In all situations there are covariates with significant adjusted HRs, but is the analysis releveant if LR test is non-significant.

The Likelihood ratio test (LRT) and the individual tests for the hazard coefficients are testing different things (for a multivariable model).

Even is simple situations, the p-values are likely to be different as they use different distributions.

The Likelihood ratio test (LRT) is an approximate test based on \( \chi^2_k \) on k degrees of freedom. The approximation gets better as sample size increases. The likelihood ratio test is based on the twice the difference in the maximized log-likelihood between the nested and the larger models.

So, the LRT is testing whether adding certain variable to the existing model improves the model fit or not i.e. does adding variable to the model reduces the log likelihood?

Whereas the test for the individual hazard ratio is based on

*Wald test* which is testing whether the individual hazard coefficient is zero or not.
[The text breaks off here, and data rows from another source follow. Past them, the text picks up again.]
PR #2450, opened 2026-01-21
Rmk150  tedit and sketch doc files

rmkaplan:
Added the scanned pdfs to library/tedit/docs/ and library/sketch/docs, as per 1-21-2026 meeting


pamoroso:
Shouldn't the file extensions be all uppercase like `.PDF`?

rmkaplan:
My reading of HCFILES is that it upper-cases before it does any extension comparison.

pamoroso:
The new manuals haven't shown up yet at file.interlisp.org, so I wondered whether the extension had anything to do with it. But perhaps the HCFILES automation hasn't run yet since the meerge of the PR.

MattHeffron:
I manually ran the HCFILES action and the files are there now.

PR #2454, opened 2026-01-23
index.html's exsternal-format is UTF-8

masinter:
set :exsternal-format of index-html to be UTF-8


rmkaplan:
Why does it need the advice?

masinter:
@rmkaplan 
> why does it need the advice?

at one point, errors were being reported in the prompt window and not included in the dribble file.

MattHeffron:
I manually ran the HCFILES action and the [index.html](https://files.interlisp.org/medley/) appears correct.

PR #2462, opened 2026-01-27
Rmk151  Remove old fontfile conventions from \FONTFILENAME

rmkaplan:
Some minor FONT cleanups:

No need to maintain code for *OLD-FONT-EXTENSIONS* and *USEOLDFONTDIRECTORIES*.

Fixed it so \FONTFILENAME can take a FONTSPEC as its FAMILY argument, also calls FONTFACETOATOM instead of doing is own version.

Also fixed MEDLEYFONT.FILENAME to call \FONTFILENAME and not try to replicate the filename logic.

Added AVGCHARWIDTH as a FONTPROP property.

If IMAGESTREAMTYPES doesn't have a FONTCREATE entry, \CREATEFONT defaults to just creating a fontdescriptor from the fontspec (generic behavior should be good for most devices--CHARSET function would need to insert the scale if it's not 1.

FONT calls OCTALSTRING for the charset, that was in PUP.  Move it to APRINT (but won't remove it from PUP until Nick is finished with the network revisions).


pamoroso:
This change builds and run fine. Font-heavy TEdit documents are displayed with no issues.

PR #2467, opened 2026-01-28
Update to new imagefile architetecture

rmkaplan:
This now fails because the \NULLFDEV doesn't have a GETNEXTBUFFER function.  I don't understand the logic for having that device.

I believe this is otherwise compatible with the new architecture:  (COPYFILE.TO.IMAGEFILE xxx yyy 'HPGL) gets down to the first \BOUT in COPY.TEXT.TO.IMAGE, and fails.


pamoroso:
I get an error when calling `COPYFILE.TO.IMAGEFILE`:

```
4_ (FILESLOAD HPGL)

{DSK}<home>paolo>medley>medley>lispusers>HPGL.LCOM;1
compiled on 28-Jan-2026 01:01:30
File created 28-Jan-2026 01:01:29
HPGLCOMS
(PRINTFILETYPES reset)
(PRINTERTYPES reset)
(IMAGESTREAMTYPES reset)
({DSK}<home>paolo>medley>medley>lispusers>HPGL.LCOM;1)
5_ (COPYFILE.TO.IMAGEFILE 'BITMAPFNS.TEDIT 'BITMAPFNS.HPGL 'HPGL)
COPYFILE.TO.IMAGEFILE is an undefined function.
```

rmkaplan:
Call CONVERT.TO.IMAGEFILE.

I expect this to fail because the HPGL stream is broken at a fundamental level--the HPGL image stream doesn't support BOUT. But with respect to the new interface, the failure should be underneath TEDIT.TO.IMAGEFILE.  The HPGL entry in PRINTFILETYPES should now be quite minimal.

rmkaplan:
You could also try (COPYFILE 'BITMAPFNS.TEDIT '{LPT}.HPGL), that should fail for the same reason.

pamoroso:
Still not the expected failure mode:

```
4_ (FILESLOAD HPGL)

{DSK}<home>paolo>medley>medley>lispusers>HPGL.LCOM;1
compiled on 28-Jan-2026 01:01:30
File created 28-Jan-2026 01:01:29
HPGLCOMS
(PRINTFILETYPES reset)
(PRINTERTYPES reset)
(IMAGESTREAMTYPES reset)
({DSK}<home>paolo>medley>medley>lispusers>HPGL.LCOM;1)
5_ (CONVERT.TO.IMAGEFILE 'BITMAPFNS.TEDIT 'BITMAPFNS.HPGL 'HPGL)
In ERROR:
Can't convert TEDIT file to HPGL
{DSK}<home>paolo>il>BITMAPFNS.TEDIT;1

6_: ^

7_ (CONVERT.TO.IMAGEFILE 'STRINGSCOPE 'STRINGSCOPE.HPGL 'HPGL)
In ERROR:
Can't convert TEXT file to HPGL
{DSK}<home>paolo>il>STRINGSCOPE.;1

8_: ^

9_ (PRINTDEF PRINTFILETYPES)
[(HPGL (EXTENSION (HPGL PLOT))
       (BITMAPFILE (HARDCOPYW.HPGL FILE BITMAP SCALEFACTOR REGION ROTATION 
                          TITLE)))
 (TEDIT (TEST TEDIT.IMAGESOURCEP)
        (EXTENSION (TEDIT TED)))
 (BRAVO (TEST BRAVOFILEP)
        (EXTENSION (BRAVO)))
 (PDF (TEST PDFFILEP)
      (EXTENSION (PDF))
      (CONVERSION (POSTSCRIPT PDF.POSTSCRIPT))
      (BITMAPSCALE POSTSCRIPT.BITMAPSCALE)
      (BITMAPFILE (PDF.HARDCOPYW IMAGEFILE BITMAP SCALEFACTOR REGION ROTATION
                         TITLE)))
 (INTERPRESS (TEST INTERPRESSFILEP)
        (EXTENSION (IP IPR INTERPRESS))
        (BITMAPSCALE INTERPRESS.BITMAPSCALE)
        (BITMAPFILE (INTERPRESSBITMAP IMAGEFILE BITMAP SCALEFACTOR REGION 
                           ROTATION TITLE)))
 (POSTSCRIPT (TEST POSTSCRIPTFILEP)
        (EXTENSION (PS PSC PSF POSTSCRIPT))
        (BITMAPSCALE POSTSCRIPT.BITMAPSCALE)
        (BITMAPFILE (POSTSCRIPT.HARDCOPYW IMAGEFILE BITMAP SCALEFACTOR REGION
                           ROTATION TITLE)))
 (HTML (TEST HTMLFILEP)
       (EXTENSION (HTML HTM)))
 (BITMAP (TEST BITMAPP))
 (WINDOW (TEST WINDOWP))
 (SCREENREGION (TEST REGIONP))
 (BITMAPFILE (TEST BITMAPFILEP)
        (EXTENSION (BM BITMAP))
        (CONVERSION (BITMAP BITMAP.TO.BITMAPFILE)))
 (TEXT (TEST LISPSOURCEFILEP)
       (EXTENSION (TXT TEXT)))
 (DEFAULT (CONVERSION (BITMAP BITMAP.TO.IMAGEFILE WINDOW WINDOW.TO.IMAGEFILE
                             SCREENREGION SCREENREGION.TO.IMAGEFILE 
                             BITMAPFILE BITMAPFILE.TO.IMAGEFILE TEXT 
                             TEXT.TO.IMAGEFILE BRAVO TEDIT.TO.IMAGEFILE TEDIT
                             TEDIT.TO.IMAGEFILE]
NIL
10_ (COPYFILE 'BITMAPFNS.TEDIT '{LPT}.HPGL)
DEFAULTPRINTER cannot print files of type HPGL
```

rmkaplan:
Yes, that's what I would expect.  A very low-level error (GETNEXTBUFFER is undefined in the file device) propagates upwards and is caught and reported as can't convert (which is true).

On the COPYFILE, I'll check to make sure that that's the way it is supposed to report the error in that context.

nbriggs:
On this branch, doing `(COPYFILE "lorem-list.txt" "{LPT}.HPGL")` results in
Screenshot 2026-01-28 at 12 56 03
where it tried to rename a scratch PDF file (OK) to `#<Output Scratch Stream/160,117700>`

rmkaplan:
I get a different message:  "DEFAULTPRINTER can't print files of type HPGL", which is true, whether or not HPGL is loaded (VIEWER is the default printer).  I don't see it getting mixed up with PDF.

But the logic maybe should be a little different, since the printer wasn't specified.  In that case it shouldn't have landed on the defaultprinter, it should have found a printer (PLOTTER) that could in fact print that format (which would then fail).  I thought that's how I set it up, but...

When I put in the explicit printer {LPT}PLOTTER.HPGL, it gives the expected error that even PLOTTER currently fails at printing that format.

rmkaplan:
I looked a little bit more.  I think the message I saw "DEFAULTPRINTER..." is the right one.

When you load HPGL, it defines a PRINTERTYPE (e.g. PLOTTER) that can print HPGL files.  But there isn't any printer of that type on the list of known printers.  So it falls back to the default printer, and reports correctly that it can't deal with HPGL files.

I still don't know why you saw PDF getting into the mix, I think that what I see is the expected behavior.

rmkaplan:
I added some minor adjustments to IMAGEIO and HARDCOPY.  In HARDCOPY now is more careful about how it finds the proper combination of printertype and imagetype, when either or both of those are defaulted.  This also collects the TEXT imagestream and printertype information in one place, with the code in HARDCOPY.

HPGL still doesn't work because of the FDEV issue, but this is an improvement.  So removing draft status, ready for testing (merging?).

pamoroso:
I updated to commit d292ea6.

When printing from TEdit with `Alt-P` > `Send to a printer` > `UNIX` I get the error:

```
lpr: Error - The printer or class does not exist.
```

hardcopy-error

The value of `PRINTERTYPES`:

```
4_ (TEDIT 'BITMAPFNS.TEDIT)
#<Process TEdit/173,113000>
5_ (PRINTDEF PRINTERTYPES)
(((UNIX)
  (CANPRINT (PDF))
  (STATUS TRUE)
  (PROPERTIES NILL)
  (SEND UnixPrint))
 ((DOCUPRINT)
  (CANPRINT (INTERPRESS POSTSCRIPT))
  (HOSTNAMEP NILL)
  (STATUS NSPRINTER.STATUS)
  (PROPERTIES NSPRINTER.PROPERTIES)
  (SEND NSPRINT))
 ((INTERPRESS 8044)
  (CANPRINT (INTERPRESS))
  (HOSTNAMEP NSPRINTER.HOSTNAMEP)
  (STATUS NSPRINTER.STATUS)
  (PROPERTIES NSPRINTER.PROPERTIES)
  (SEND NSPRINT))
 ((FAX TELECOPIER)
  (CANPRINT (INTERPRESS))
  (HOSTNAMEP FAX.HOSTNAMEP)
  (STATUS FAX.STATUS)
  (PROPERTIES FAX.PROPERTIES)
  (SEND FAX.SEND.FILE))
 (VIEWER (CANPRINT (PDF HTML))
        (STATUS TRUE)
        (PROPERTIES NILL)
        (SEND VIEWERPRINT)))
NIL
```

Tracing `ShellCommand`:

shellcommand

As far as I know there's no printer named `UNIX` on my Linux system.

nbriggs:
The old HPGL code thought that you could get an HPGL file from a text file with TEXTTOIMAGESTREAM (as called from MAKEHPGL, which is now gone).  It created a stream with OUTCHARFN of \OUTCHAR.HPGL - yet the created stream does not have that OUTCHARFN, instead it has \MCCSOUTCHAR, which I don't think should happen.

rmkaplan:
The stream created in OPENHPGLSTREAM is explicitly trying to set the OUTCHARFN to \OUTCHAR.HPGL, but the create expression may also be trying to get the OUTCHARFN from the dummy \NULLFDEV, which has \MCCSOUTCHAR as its initialization.

So the create-using may not be doing what is expected--the external format is being smashed in after the fact.

Setting the OUTCHARFN after the stream has been created seems to work

rmkaplan:
For HPGL, I explicitly replaced the OUTCHARFN outside of the create-using.  CONVERT.TO.IMAGEFILE now does not cause an error, does create the file.

For the UNIX printer, the code now does a more consistent job of interpreting the various printername formats.  Choosing UNIX should work

nbriggs:
OK, but that seems at odds with the documentation for `(CREATE ... USING ...)` doesn't it?
```
USING form           Specifies that for all fields not explicitly given a value. the value of the corresponding field in FORM is to be used.
```
Shouldn't `\EXTERNALFORMAT` be avoiding smashing fields that have already been set?

rmkaplan:
Well, yes.  That's another issue--can it recognize what's been set?

nbriggs:
I ran CONVERT.TO.IMAGEFILE with the new HPGL to convert a text file to HPGL format and successfully viewed it in an HPGLviewer.  I haven't tried the graphics operations on the stream yet.

There may be another problem lurking in the stream changes -- when I created an SPP stream I ended up with a stream that I believe used to support standard printing to - its STRMBOUTFN is \BUFFERED.BOUT (what I expect) but its OUTCHARFN is NIL and so printing to it fails.  On the input side, it tries to call \INCCODE.EOLC and also picks up a NIL INCCODE function it's trying to use.   It has a NIL external format on the stream, but the SPP device it's based on is default external format :MCCS

rmkaplan:
I changed \EXTERNALFORMAT so that the non-NIL values for explicit fields in the create expressions won't be overwritten.  That's controlled by a flag, because it is also called from other places.  I reverted HPGL to put OUTCHARFN back in the create expression, and it seems to work.

I didn't look at SPP, maybe just recompiling will shape it up.

pamoroso:
I updated to commit 6add6b4. Now printing to the `UNIX` printer works as expected and `CONVERT.TO.IMAGEFILE` correctly generates an HP-GL file.

rmkaplan:
With respect to HPGL, another (and perhaps more consistent) solution would have been to define a separate external format for the HPGL nullfdev--it might also deploy the other functions in the standard way, FWIW.  Perhaps also for SPP.

Another question about HPGL:  What should happen if the outchar function is given an MCCS character outside of MCCS's 7-bit range?  UTF8?  XCCS?

nbriggs:
HPGL is 7-bit ASCII - I am not sure what provision is in the OUTCHAR (or BOUT) for catching things not in 0..127 (we don't have a :ASCII or :ASCII8 format, I guess) - but it would be fine, I think, for it to error.

At the actual SPP low level I think it's a pass-through 8-bit binary stream - but clients can interpret the data they receive as they wish -- e.g., if you're doing XNS Mail using Courier on an SPP stream the stream is binary for the Courier RPC info, but the data you're transferring is almost certainly XCCS, but the SPP device shouldn't be interpreting what's transferred.

rmkaplan:
I implemented an ascii format, but then decided it didn't have much value and never pushed it.  At best it would just throw an error on an 8-bit byte...or revert to XCCS.  There is a :THROUGH format that just passes all bytes, and an ISO8859/1 (and also an old mac format somewhere).  Those probably need to be updated for the MCCS differences.

rmkaplan:
By the way, which 7-bit Ascii does the HPGL expect?  If not MCCS, the outcharfn presumably has to do a translation.

nbriggs:
The one where when you dump a text string with
```
         (for CHARCODE in (DREVERSE PD.TEXT) do (BOUT PD.STREAM CHARCODE))
```
you get an ASCII caret (94) and an ASCII underscore (95) for what someone typed as ^ or _ when they wrote the code?

pamoroso (approved):
Looks good to me.

masinter:
please update release note when merging, including noting what changed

The null hypothesis for the wald test is the coefficient is zero.

The Wald test is : \( \frac{coeff}{std.err(coeff)} \sim N(0,1)\).

When there are many variables in the model, the LRT is equivalent to testing that each of the individual coefficients are equal to zero. The LRT comes in handy when you're trying to build a model and see whether adding or dropping variables from model affects the model/improves the model fit or not.

If the Likelihood ratio is not significant even when the individual coefficient in the model is significant, then it means that by adding variables to the null model, you are not significantly reducing the log likelihood. However, the individual coefficient is significantly different from zero. I'll keep the variable in model even though LRT is not significant. This shows that the hazard increases (or decreases) for every unit (for continuous) of your variable. Maybe doesn't improve the model fit as much but definitely tells us something regarding the behavior of the risk factors.

If you are in a multi-variable situation then you can see whether you've left out /added-in any significant covariates?